(WHAT IS EXPECTED)
Below are records; how many of their lines contain "from"? Give the number and no other words.

(Items listed in a dataset)
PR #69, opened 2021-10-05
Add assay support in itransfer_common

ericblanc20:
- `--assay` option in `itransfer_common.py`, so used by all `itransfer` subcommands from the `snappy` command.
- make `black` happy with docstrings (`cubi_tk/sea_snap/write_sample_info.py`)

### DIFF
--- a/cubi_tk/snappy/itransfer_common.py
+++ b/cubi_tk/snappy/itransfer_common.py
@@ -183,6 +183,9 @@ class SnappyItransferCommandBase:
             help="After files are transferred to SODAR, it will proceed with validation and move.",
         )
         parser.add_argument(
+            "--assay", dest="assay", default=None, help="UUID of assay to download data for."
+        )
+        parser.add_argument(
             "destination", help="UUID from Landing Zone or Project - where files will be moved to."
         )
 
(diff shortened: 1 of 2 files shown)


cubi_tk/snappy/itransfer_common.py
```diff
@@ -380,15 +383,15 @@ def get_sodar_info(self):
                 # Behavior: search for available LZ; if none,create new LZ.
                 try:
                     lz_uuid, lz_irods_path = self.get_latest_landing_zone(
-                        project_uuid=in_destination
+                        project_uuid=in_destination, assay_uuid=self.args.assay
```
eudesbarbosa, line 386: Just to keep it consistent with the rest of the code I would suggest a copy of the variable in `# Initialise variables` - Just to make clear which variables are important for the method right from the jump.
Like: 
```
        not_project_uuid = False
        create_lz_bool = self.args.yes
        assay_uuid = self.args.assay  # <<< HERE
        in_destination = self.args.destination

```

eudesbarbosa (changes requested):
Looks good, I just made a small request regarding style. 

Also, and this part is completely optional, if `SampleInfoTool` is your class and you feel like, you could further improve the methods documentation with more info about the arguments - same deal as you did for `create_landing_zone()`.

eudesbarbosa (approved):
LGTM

(RESULT)
3